他走了,要進宮一趟,藥膏是從宮裏送出來的,不僅武衛營接觸過的人要查,宮裏也得查。
魏將軍倒是沒離開,頗為感激道:“多謝方小大夫,冒著風險,仗義執言。”
方南枝很牽強的笑了笑。
好苦,要不是她是官眷,又有太子玉佩在,這藥膏的事,她做為大夫,也逃不過去啊。
唉。
武衛營的氣氛,肉眼可見緊張起來了。
方南枝感覺,來義診的兵卒都少了,她還難得空閑點。
回了家,二伯還關心下:“樂戚沒中招吧?”
方南枝點點頭。
“要不要,你來二伯的軍中義診?”方銀想著,把侄女從這件事,撈出來的可能性。
方南枝搖搖頭:“不要。”
“這時候我走了,外人再誤會什麼。”
方銀一想也是,有點畫蛇添足了。
飯用了一半,前院小廝稟告,有客人上門,想邀請少爺和小姐,出門去賞月。
賞月?誰這麼有閑情?
兄妹倆一起從飯碗裏抬起頭。
“什麼客人?”秦彥問。
“是王弓少爺和靳雲庭少爺。”小廝恭敬道。
兄妹倆對視一眼,眼裏全是震驚,這倆人要是來一個,或者分開來,勉強能理解。
怎麼還能湊一起的?
不是說,王氏和靳氏不和睦嗎?
本來有點累,不想出門的方南枝心生好奇,決定出去了。
於是兄妹倆簡單換身衣裳,就出門。
三個少年一個少女,擠在一輛馬車上。
車夫一揮馬鞭,車就動起來。
車裏卻還是很安靜。
王弓看著兄妹倆同樣炯炯有神的目光,笑了笑:“怎麼,兩位也不問問去哪?不怕我把你們賣了?”

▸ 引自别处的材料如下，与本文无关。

PR #16999, opened 2026-06-23
feat(system): expose SSE follow-connection metrics in Prometheus (1.3.x)

nkwiatkowski:
## What

Backport of #16997 to `releases/v1.3.x`.

Each SSE streaming service registers, tagged by `sse_type` (`logs` / `execution` / `dependencies`):

- **Gauge** `kestra_sse_connections_active{sse_type=…}` — currently-open follow connections, read live from the service's `subscribers` map.
- **Counter** `kestra_sse_connections_opened_total{sse_type=…}` — cumulative opens; its `rate()` exposes the reconnect churn that drives the leak.

Instrumented: `LogStreamingService`, `ExecutionStreamingService` (core), `ExecutionDependenciesStreamingService` (webserver). Metric name + tag constants added to `MetricRegistry`, plus a `Supplier`-based `gauge(...)` overload (already present on develop) so the value is read lazily per scrape.

## Why

Lets operators on 1.3.x correlate SSE connection count/churn with memory growth, confirm the fix in #16985 works, and alert on reconnect storms.

## Test

- Manual: open an execution's logs + a dependency view, `curl localhost:8081/prometheus | grep sse_connections` → `kestra_sse_connections_active{sse_type="logs"}` rises while following and falls after closing; `..._opened_total` increments per open.

Refs #16982

### DIFF
--- a/core/src/main/java/io/kestra/core/metrics/MetricRegistry.java
+++ b/core/src/main/java/io/kestra/core/metrics/MetricRegistry.java
@@ -138,6 +138,10 @@ public class MetricRegistry {
     public static final String METRIC_QUEUE_RECEIVE_DURATION_DESCRIPTION = "Queue duration to receive and consume a batch of messages";
     public static final String METRIC_QUEUE_POLL_SIZE = "queue.poll.size";
     public static final String METRIC_QUEUE_POLL_SIZE_DESCRIPTION = "Size of a poll to the queue (message batch size)";
+    public static final String METRIC_SSE_CONNECTIONS_ACTIVE = "sse.connections.active";
+    public static final String METRIC_SSE_CONNECTIONS_ACTIVE_DESCRIPTION = "Number of currently-open Server-Sent Events (SSE) follow connections";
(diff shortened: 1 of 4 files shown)


nkwiatkowski:
Reworked to match #16997: instrumentation moved from the streaming services to the **controller Flux pipeline** via a reusable `SseConnectionMetrics.track(flux, type)` decorator (inc on `doOnSubscribe`, dec in `doFinally`). Backend-only; `:core` + `:webserver` compile clean.

nkwiatkowski:
Addressed @loicmathieu's `doFinally` ordering point: there's now **exactly one** `doFinally`. `track(flux, type, onClose)` folds the caller's cleanup (`unregisterSubscriber`) into its single `doFinally` as `try { onClose.run(); } finally { active.decrementAndGet(); }`, so the active-connection decrement runs **last** — after the subscriber is unregistered — deterministically on every terminal signal (complete/error/cancel/timeout). (Reactor has no `doLast`, and `doAfterTerminate` doesn't fire on `cancel`, so a single ordered `doFinally` is the only way to guarantee the order.)

loicmathieu (approved):
LGTM

PR #17001, opened 2026-06-23
fix(core): allow expression-only MULTISELECT inputs

### LINKED ISSUE #16657: MULTISELECT input requires `values:` even when options come from `expression:` (asymmetric with SELECT)
## Bug

A `MULTISELECT` flow input whose options are generated dynamically (via `expression:` / the `subflow()` function) fails flow validation unless a dummy `values: []` is added. The equivalent `SELECT` input validates fine with no `values:` at all.

The two input types are inconsistent: `MultiselectInput.values` is annotated `@NotNull`, whereas `SelectInput.values` is not — even though both rebuild their option list from `expression:` at render time.

### Steps to Reproduce

Define a flow with a `MULTISELECT` input that has only an `expression:` (no static `values:`):

```yaml
inputs:
  - id: zones
    type: MULTISELECT
    dependsOn:
      inputs:
        - region
    expression: "{{ subflow(namespace='company.infra', id='catalog_zones', inputs={'region': inputs.region}).outputs.zones }}"
```

Save / validate the flow.

### Expected Behavior

The flow validates, the same way an equivalent `SELECT` input (with only `expression:`, no `values:`) does.

### Actual Behavior

Validation fails because `values` must not be null. You have to add a meaningless `values: []` to make it pass.

### Notes

- `MultiselectInput.values` -> `@NotNull` (`core/src/main/java/io/kestra/core/models/flows/input/MultiselectInput.java`, ~line 32)
- `SelectInput.values` -> no annotation (`core/src/main/java/io/kestra/core/models/flows/input/SelectInput.java`, ~line 32)

Suggested fix: drop `@NotNull` from `MultiselectInput.values` so it matches `SelectInput`.

kumarroshan12:
### ✨ Description

This PR fixes an inconsistency between `SELECT` and `MULTISELECT` inputs when options are provided dynamically through `expression`.

Previously, `MULTISELECT` validation failed with:

`zones.values: must not be null`

when only `expression` was provided, even though the equivalent `SELECT` input was valid.

Changes:

* Removed the `@NotNull` constraint from `MultiselectInput.values`
* Added a validation test covering expression-only `MULTISELECT` inputs

### 🔗 Related Issue

Closes https://github.com/kestra-io/kestra/issues/16657

### 🛠️ Backend Checklist

* [x] Code compiles successfully and passes all checks
* [x] Added a regression test covering the reported issue
* [x] All relevant unit tests pass

### 📝 Additional Notes

The issue was unassigned at the time this work was started.

This change aligns `MULTISELECT` behavior with `SELECT`, which already supports dynamically generated options via `expression` without requiring a static `values` list.


kumarroshan12:
Hi @loicmathieu, whenever you have some time, could you please take a look at this PR?

This fixes the validation inconsistency where `MULTISELECT` required `values` even when options were provided dynamically through `expression`, while `SELECT` already supported this behavior. I've also added a regression test to cover the reported issue.

Thanks for your time.

loicmathieu (approved):
LGTM

loicmathieu:
@kumarroshan12 `FlowTest.inputValidation()` now fail, can you have a look please?

kumarroshan12:
Hi @loicmathieu, thanks for the review!

I've updated `FlowTest.inputValidation()` to reflect the new `MULTISELECT` validation behavior and pushed the changes. All tests pass locally now.

Please let me know if anything else needs to be addressed. Thanks!

loicmathieu (approved):
LGTM, thanks for your contribution

PR #17003, opened 2026-06-23
fix: namespace files revision history modal

elevatebart:
closes https://github.com/kestra-io/kestra-ee/issues/8818


ui/src/components/layout/Revisions.vue
```diff
@@ -368,6 +368,16 @@
         padding-bottom: 1rem;
     }
 
+    .revision-grid {
+        display: grid;
+        grid-template-columns: repeat(2, minmax(0, 1fr));
+        margin-right: 2rem;
```
flcarre: **F2 — spacing token** (DS rule #6): `2rem` maps to `--ks-spacing-6`.

```suggestion
        margin-right: var(--ks-spacing-6);
```

ui/src/components/layout/Revisions.vue
```diff
@@ -389,11 +399,18 @@
         }
     }
 
-    .revision-crud-info {
-        flex-shrink: 0;
-        white-space: nowrap;
+    .revision-crud-info{
+        width:calc(100% - 1rem);
+        margin-right: 1rem;
```
flcarre: **F2 — spacing tokens** (DS rule #6): `1rem` maps to `--ks-spacing-4`.

```suggestion
    .revision-crud-info {
        width: calc(100% - var(--ks-spacing-4));
        margin-right: var(--ks-spacing-4);
```

ui/src/components/layout/Revisions.vue
```diff
@@ -389,11 +399,18 @@
...
+        :deep(> div) {
```
flcarre: **F1 — DS golden rule #4 (no `:deep()`).** This `:deep(> div)` reaches across the slot boundary into the root element of the `<Crud>` component that fills `<slot name="crud">`. In OSS, `Crud` renders an empty `<span/>`, so this rule only takes effect against the **EE** `Crud` override (the created/updated-by block) — i.e. OSS styling is coupled to EE slot-content internals, which is exactly what rule #4 exists to prevent (it'll silently break if `Crud`'s markup changes).

Heads up: it's not a one-line swap. Moving `overflow`/`text-overflow: ellipsis` onto `.revision-crud-info` itself won't truncate, because the text lives inside `Crud`'s own element. The clean options are to let the slot-content component own its truncation (apply the `overflow`/`ellipsis` inside `Crud`), or expose it via a prop — rather than reaching in from here. If a cross-boundary reach is genuinely unavoidable for slot content, let's call it out explicitly and agree on it rather than leave a bare `:deep()`.

flcarre (changes requested):
Thanks @elevatebart — the fix is correct and addresses all three symptoms in kestra-io/kestra-ee#8818. I checked out the branch and verified the parts that looked risky are actually safe:

- ✅ Teleporting the dialog body (`appendToBody`) keeps the scoped `.revision-history-dialog-body` height rule applying — Vue stamps `data-v-*` on the vnode, so teleport doesn't strip it.
- ✅ `KsRow`/`KsCol` → `grid` with `minmax(0, 1fr)` is the right overflow-safe primitive (the flex gutter is what let the `KsSelect` dropdown overflow its column); no DS component wraps this, so the raw `<div>` grid is justified here.
- ✅ `appendToBody` correctly escapes the `.sidebar` `overflow-x: hidden` stacking context that was clipping the Restore button.

Two design-system golden-rule items to address before merge (inline):

1. **`:deep(> div)` in `.revision-crud-info`** — rule #4 (no `:deep()`).
2. **Hardcoded spacing** (`2rem` / `1rem`) — rule #6, should use `--ks-spacing-*`.

Everything else looks good.

flcarre (approved):

PR #17004, opened 2026-06-23
feat(system): expose SSE follow-connection metrics in Prometheus (1.0.x)

nkwiatkowski:
## What

Backport of #16997 to `releases/v1.0.x`.

Instrumented at the controller `Flux` pipeline via a reusable `SseConnectionMetrics.track(flux, type, onClose)` decorator, applied to the logs, execution and dependencies follow endpoints. Tagged by `sse_type`:

- **Gauge** `kestra_sse_connections_active{sse_type=…}` — currently-open follow connections (incremented on `doOnSubscribe`, decremented in `doFinally`).
- **Counter** `kestra_sse_connections_opened_total{sse_type=…}` — cumulative opens; `rate()` exposes reconnect churn.

The caller's stream cleanup (`unregisterSubscriber`) is folded into the **single** `doFinally` the decorator installs, so the active-connection decrement runs deterministically **last** — after the subscriber is unregistered — on every terminal signal (complete / error / cancel / timeout). The non-SSE "create-and-wait" execution endpoints (trigger/webhook `wait=true`) are intentionally **not** instrumented — they return JSON, not `text/event-stream`.

## Why

Lets operators on 1.0.x correlate SSE connection count/churn with memory growth and confirm the fix in #16987 works.

## Test

Refs #16982


loicmathieu (approved):
LGTM

PR #17886, opened 2026-08-06
fix(core): accumulate removed task runs during loop iterations for ac…

### LINKED ISSUE #17808: LoopUntil taskrun count is not accurate in execution statistics
### Describe the issue

A LoopUntil release its subtask taskrun list on each iteration, so only the "last LoopUntil subtask taskruns" are included in the execution itself, which is the basis of the statistic computation.

Count each LoopUntil subtask taskrun inside execution statistics.  

### Environment

- Kestra Version: develop

hemantmm:
…curate statistics

closes: #17808

---

### ✨ Description

What does this PR change?  

## What does this PR do?

This PR fixes an issue where the `taskRunCount` in `ExecutionStatistic` under-reports the total number of executed tasks when using `LoopUntil` with nested structures like `Dag`. 

Previously, when a `LoopUntil` triggered a new iteration, `ExecutionService.retryWaitFor()` removed the descendant task runs from the active `taskRunList` to give them a clean state. Because these removed task runs were entirely discarded from the execution, they were lost from the final aggregation in `ExecutionStatistic`, causing metrics dashboards to report an inaccurately low task run count.

**Changes made:**
- **`ExecutionMetadata`**: Added an `accumulatedTaskRunCount` field and an `accumulateRemovedTaskRuns()` method to safely store the count of tasks that are removed during loop iterations.
- **`ExecutionService`**: Updated `retryWaitFor()` to identify descendant task runs before they are removed, and properly accumulate them into the execution's metadata.
- **`ExecutionStatistic`**: Updated the metric aggregation to include both the final active `taskRunList` size and the historically accumulated `accumulatedTaskRunCount`.

image

https://github.com/user-attachments/assets/0b640695-f9b0-4717-a1ce-24aefdefc641


hemantmm:

hemantmm:

loicmathieu:
@hemantmm thanks for your contribution but we decided not to implement this as the solution is to use the `fromJson()` Pebble function to access a loop iteration value as a JSON object.

PR #17907, opened 2026-08-06
feat(flows): add sortable "Last Modified" column to the flows list

### LINKED ISSUE #17872: Add "Last Modified" column to the Flows list page
### Feature request

Add a "Last Modified" (last updated) column/date to the flows list page (the main Flows table), so users can see at a glance when each flow was last changed.

### Context

Currently, the last-modified timestamp is only visible per-flow, on the Revisions tab. To notice that a flow changed, a user has to open each flow individually and check its revision history — there's no way to scan the whole flow list for recently (or unexpectedly) modified flows.

### Why it's useful

- Quickly spot flows that were updated unexpectedly (e.g. by another team member, automation, or CI/CD sync) without digging into each flow's revisions.
- Makes auditing changes across many flows much faster, especially in namespaces with a large number of flows.

### Suggested implementation

- Add a sortable "Last Modified" column to the flows list table, sourced from the latest revision's timestamp.
- Optionally allow sorting/filtering the flow list by this column.

_Reported via customer feedback (Pylon #2140)._

nkwiatkowski:
### What this does

Adds a **"Last Modified"** column to the flows list page, sourced from the flow's `updated` timestamp (the timestamp of the latest revision). The column is:

- **opt-in** — off by default, enabled from the table column picker (persisted per user), like the other optional flows columns;
- **server-sortable** — clicking the header issues `?sort=updated:asc|desc`, handled by the existing sort plumbing.

Closes https://github.com/kestra-io/kestra/issues/17872

### The `toFlow()` fix

While wiring this up, the Elasticsearch backend returned flow rows **without** `updated` even though the value was stored. Root cause: `FlowWithSource.toFlow()` copied `revision` but never `updated` (its sibling factory `of()` does copy it). With `serialization-inclusion: non_null`, the null field was omitted entirely. The JDBC backends were unaffected because they deserialize the stored `value` JSON directly rather than going through `toFlow()`.

Fix: `toFlow()` now copies `updated`, mirroring `of()`.

**Equality safety:** `updated` is not part of `Flow.equals()`/`hashCode()` — `Flow` uses `@EqualsAndHashCode(callSuper=false)` and `updated` is an inherited `AbstractFlow` field — and `equalsWithoutRevision` (the source-change dedup) already excludes `updated`. So this change cannot affect equality/dedup.

### Tests

- `FlowWithSourceTest#toFlowShouldPreserveRevisionAndUpdated` — unit guard on the fix.
- `AbstractFlowRepositoryTest#shouldSortByUpdatedWhenSortRequested` — shared repository test asserting `sort=updated` orders rows in both directions; runs across H2/MySQL/Postgres **and** the Elasticsearch backend (EE inherits this abstract test).

### Enterprise companion

The Elasticsearch index needs the `updated` field mapped + a reindex of existing docs for sorting to work there — handled in the companion EE PR.

### DIFF
--- a/core/src/main/java/io/kestra/core/models/flows/FlowWithSource.java
+++ b/core/src/main/java/io/kestra/core/models/flows/FlowWithSource.java
@@ -39,6 +39,7 @@ public class FlowWithSource extends Flow {
             .retry(this.retry)
             .sla(this.sla)
             .checks(this.checks)
+            .updated(this.updated)
             .build();
     }
 
--- a/core/src/test/java/io/kestra/core/models/flows/FlowWithSourceTest.java
+++ b/core/src/test/java/io/kestra/core/models/flows/FlowWithSourceTest.java
@@ -1,5 +1,6 @@
 package io.kestra.core.models.flows;
 
+import java.time.Instant;
 import java.util.List;
 import java.util.Map;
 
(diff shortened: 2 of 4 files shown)


loicmathieu (approved):
LGTM

PR #17908, opened 2026-08-06
fix(system): register the system worker under its own service type

fhussonnois:
The embedded system worker registered as a regular WORKER, so the services view listed it as a second worker. It now registers as SYSTEM_WORKER and liveness handling uses ServiceType#isWorker(), so its jobs are still re-emitted on crash.

Closes https://github.com/kestra-io/kestra-ee/issues/7918. Closes https://github.com/kestra-io/kestra-ee/issues/9718.


ammeek (approved):
lgtm

PR #17910, opened 2026-08-06
fix(executions): bypass ACL for internal execution-streaming lookups

loicmathieu:
## Summary

Fixes kestra-io/kestra-ee#8824 — a `Webhook` trigger with `wait: true` hangs indefinitely in EE's distributed deployment, even though the execution completes successfully.

**Root cause:** `ExecutionStreamingService`'s queue-consumer fan-out and its post-registration catch-up guard both re-read the execution via the ACL-enforcing `executionRepository.findById(tenantId, id)`. That call runs on a queue-polling thread with no authenticated principal. In EE, the ACL override degrades to `DSL.falseCondition()` when there is no allowed namespace for the (absent) user — so the lookup always returns empty on a background thread, the terminal SSE event is silently dropped. This explains every symptom in the issue: standalone works (ACL bypassed off-request-thread there), distributed fails, the errors keep appearing after the execution is terminal and persisted, and `/executions/search` still finds it (that runs inside the authenticated request).

`ExecutionDependenciesStreamingService` (the execution-dependencies SSE panel) has the exact same shape of bug.

## Changes

- `core/.../services/ExecutionStreamingService.java` — switch both internal lookups (queue-consumer fan-out, post-registration catch-up guard) to `findByIdWithoutAcl`. Authorization for who may follow an execution is already enforced where subscribers register (`/follow`'s `isExecutionAllowedOrThrow` in EE, or the webhook's secret key for the deliberately anonymous `wait: true` path), so bypassing ACL on these internal reads is safe.
- `webserver/.../services/ExecutionDependenciesStreamingService.java` — same fix, plus replaces a bare `.orElseThrow()` with a logged early-return (throwing out of a queue-subscriber callback was a separate hazard: it could crash/redelivery-loop the shared queue consumer under `fail-fast=true`).
- `core/.../services/ExecutionStreamingServiceTest.java` — new regression test that mocks `findById` to always deny (simulating the EE ACL fallback) while `findByIdWithoutAcl` returns the real execution. Verified this test fails against the pre-fix code and passes with the fix.

## Test plan

- [x] `./gradlew :core:test --tests "ExecutionStreamingServiceTest"` — both tests pass
- [x] New test verified to fail against the pre-fix code (reproduces `Unable to find the execution id ... for event type TERMINATED`) and pass with the fix
- [x] `:core:compileTestJava` / `:webserver:compileJava` — clean, no new warnings
- [x] Code review via the `code-review` agent — approved, no blocking issues
- [ ] Manual end-to-end verification on a distributed EE stack (postgres + separate webserver/executor, `kestra.server-type: WEBSERVER`) with the flow from the issue — OSS cannot reproduce EE's ACL divergence, so this is the only check that fully closes the loop

### DIFF
--- a/core/src/main/java/io/kestra/core/services/ExecutionStreamingService.java
+++ b/core/src/main/java/io/kestra/core/services/ExecutionStreamingService.java
@@ -75,7 +75,9 @@ public class ExecutionStreamingService {
             Map<String, Pair<FluxSink<Event<Execution>>, Flow>> executionSubscribers = subscribers.get(event.executionId());
 
             if (!MapUtils.isEmpty(executionSubscribers)) {
-                Optional<Execution> execution = executionRepository.findById(event.tenantId(), event.executionId());
+                // This fan-out runs on the queue-polling thread, which has no authenticated principal,
+                // so the ACL-enforcing findById would always deny authorization on EE.
+                Optional<Execution> execution = executionRepository.findByIdWithoutAcl(event.tenantId(), event.executionId());
                 if (execution.isEmpty()) {
                     log.error("Unable to find the execution id {}", event.executionId());
                     return;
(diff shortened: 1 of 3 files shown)


fhussonnois (approved):
LGTM!

PR #17911, opened 2026-08-06
fix(design-system): clear pre-applied filter cache on reset (#17911)

### LINKED ISSUE #17351: [KV Store] Filter reset can restore stale or unexpected values
### Describe the issue

In the KV Store, filter values can reset to inconsistent stale values. If a user clears all filters, creates a new filter, and then uses reset, the filter does not reset to an empty value. Instead, it defaults to another value, which is often not the previous value the user had selected.

This makes the filter reset behavior unpredictable.

1. Open the KV Store page.
2. Apply one or more filters.
3. Clear all filters.
4. Create a new filter.
5. Click reset for that filter.
6. The filter value does not reset to empty; it defaults to an unexpected value.

Video evidence:

https://github.com/user-attachments/assets/1bd9efd9-7a08-4085-8a57-1c08ccf563dc

### Expected Behaviour
After clearing filters, a newly created filter should reset to the empty/default state.

Reset should not repopulate stale or unrelated values.

### Environment

- Kestra Version: `1.3.27`
- Observed: `Thu, Jul 9, 2026 2:24 PM IST`
- Edition: Open Source

harshit-seth:
Closes https://github.com/kestra-io/kestra/issues/17351

   ## ✨ Description
   Fixes stale filter values reappearing after reset in KV Store (#17351).

   When a user clears all filters and adds a new one, clicking the reset (circular arrow) icon restores previously checked values instead of showing an empty list. The issue was caused by the preAppliedFilters cache not being cleared when clearFilters() ran — and by the same cache not being cleared when a filter chip was dismissed directly via its X (removeFilter), which reproduces the same stale-value symptom via a different path.

   This PR adds clearPreApplied() and clearPreAppliedKey() to usePreAppliedFilters, and calls them from clearFilters() and removeFilter() respectively.

   ## 🎨 Frontend Checklist
   - [x] New unit test added covering both clearFilters and removeFilter cache eviction (3/3 passing locally)
   - [x] Existing E2E tests pass (CI)

   ## 🛠️ Backend Checklist
   No backend changes.

   ## 📝 Notes
   - Addressed review feedback from @MilosPaunovic: cache eviction now also happens on removeFilter, not just clearFilters.
   - Unit test added: `ui/packages/design-system/tests/units/Data/KsFilter/useFilterActions.test.ts`


build.gradle
MilosPaunovic, line 1: Please remove the changes made in this file, as they are not related to the issue you're trying to solve.

gradle.properties
MilosPaunovic, line 1: Please remove the changes made in this file, as they are not related to the issue you're trying to solve.

MilosPaunovic (changes requested):

gradle.properties
harshit-seth: thanks for catch — these were accidentally pulled in from a local develop merge on my end. Reverted both files to match develop in 34194493b, so the PR now only touches the filter composables. Let me know if anything else needs a look.

harshit-seth:
Hi @MilosPaunovic,

Update on this PR:

- `build.gradle` and `gradle.properties` changes have been reverted — they were accidentally committed during a merge and are unrelated to this fix.
- The failing `TriggerControllerTest` (H2 "Timeout trying to lock table" on QUEUES) is a pre-existing flaky test, unrelated to this change — it passed 9/9 on retry. Filed separately for tracking: #17958
- The core fix remains scoped to clearing the `preAppliedFilters` cache in `clearFilters()`, as described in #17351

All checks are green except the known flaky test above. This should be ready for review/merge whenever you get a chance. Let me know if anything else is needed!

MilosPaunovic:
There is a merge conflict now @harshit-seth.

build.gradle
MilosPaunovic: @harshit-seth This file was not reverted.

MilosPaunovic (changes requested):

build.gradle
harshit-seth: Hey Milos, resolved the merge conflict in build.gradle (it's now identical to develop) and all checks are green now, including the previously flaky Backend - Tests. PR should be ready for your review whenever you get a chance!

MilosPaunovic (changes requested):
Thanks for digging into this — the root cause is right and the fix is appropriately minimal. `usePreAppliedFilters` is only ever read by `FilterEditPopper.resetState`, so evicting the cache in `clearFilters()` does fix the reported flow without side effects.

Two things before this can go in:

**1. The stale value still comes back without touching Reset.** `removeFilter` also empties the tree but leaves the cache behind:

1. Open `/kv?filters[key][CONTAINS]=foo`
2. Dismiss the chip via its **X** (not the top-level Reset)
3. Re-add a `key` filter, click reset in the popper → `foo` is back

Same symptom, equally likely path. Please also drop the per-key entry in `removeFilter`, right next to the existing `dismissed.dismissDefaultVisibleKey(found.key)`.

**2. Please add a test.** `grep` output isn't verification, and nothing currently covers these composables — so this is silently re-breakable. A Vitest unit test in `ui/packages/design-system/tests/units/` asserting `hasPreApplied(key) === false` after `clearFilters()` is enough.

Nits:

- Group `type PreApplied` with the adjacent `Tree` / `Dismissed` aliases instead of separating it with a blank line.
- Title: scope should be `design-system` (`filter` isn't a valid scope) and the trailing id is the PR number, so `fix(design-system): clear pre-applied filter cache on reset (#17911)`.
- The description is pasted twice — worth trimming, and please put `Closes https://github.com/kestra-io/kestra/issues/17351` as the first line so GitHub links the issue on merge.

harshit-seth:
@MilosPaunovic  Addressed everything:
- `removeFilter` now evicts the per-key pre-applied cache entry via `preApplied.clearPreAppliedKey(found.key)`, right next to `dismissed.dismissDefaultVisibleKey`.
- Added a Vitest unit test (`useFilterActions.test.ts`) covering both `clearFilters` and `removeFilter` — 3/3 passing locally.
- Nits: `PreApplied` type grouped with `Tree`/`Dismissed`, title updated to the correct scope, description trimmed (no duplicate, `Closes` as first line).

Ready for another look whenever you get a chance!

MilosPaunovic (approved):
Both points addressed, thanks for the quick turnaround. I checked that the new test genuinely runs rather than just sitting there - the `unit` vitest project includes `tests/**/*.test.ts` and `Frontend - Design System tests` is green - and `clearPreAppliedKey` is correctly placed next to `dismissed.dismissDefaultVisibleKey(found.key)`.

I pushed one small commit on top (17b14ada3e) rather than send you round-tripping over nits:

- Dropped the trailing whitespace on the blank line between `removeFilter` and `updateFilter` (`.editorconfig` sets `trim_trailing_whitespace=true`).
- Simplified `clearPreAppliedKey` to delete from the Set and Map in place, matching `markAsPreApplied` just above, instead of cloning both collections and reassigning the refs.

Verified locally before pushing: your 3 new tests pass, all 75 `tests/units/Data` tests pass, eslint is clean on the changed files, and `npm run check:types` passes.

Approving - just let CI go green on that commit before merging.

Non-blocking note for later: the cache is keyed by filter key alone, while the tree deliberately allows several chips sharing a key with different comparators. So dismissing one `key` chip now evicts the default a sibling `key` chip would have restored. `markAsPreApplied` already overwrote same-key entries, so this is not a regression, and resetting to empty beats resetting to a sibling's value - but the cache would have to be keyed on `(key, comparator)` to be exact.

“王兄已經缺錢到,乾買賣人口的生意了?”秦彥小嘴跟抹了毒一樣。
噎的王弓說不出話。
靳雲庭咳嗽兩聲,麵色有些發白:“我和王兄,在明月樓定了包廂。”
方南枝蹙眉看著他:“你這樣,怎麼還出門?不該在家裏休養嗎?”
這一看就是,染了病的。
靳雲庭不以為意笑了笑:“過年時,染了風寒,在家靜養,卻一直拖到現在都沒好,或許出來透透氣也不錯。”
方南枝沒想到他病了這麼久。
讓他伸出手來,認真把脈:“你不是沒好,是病情一直反覆吧?”
靳雲庭微微頷首。
斷斷續續,是好是壞的身體,讓他日復一日感知著自己身體的破敗。
甚至族裏那些,對他有意見族人,提出了另立世子。
這種事,不是沒有過,是他小時候身體不好,又沒展露天賦的時候,有族人並不想把宗族未來,交給一個病秧子。
後來他長大,名氣和才氣都顯露出來,族裏才安靜下來。
這次,是他久病不愈,以及先前七叔出事,族裏人認為他不護短,意氣用事,對他有了不滿,換世子才被重新提出來的。
父親並沒有應。
“你吃的葯,藥方記得嗎?”方南枝問的很細緻。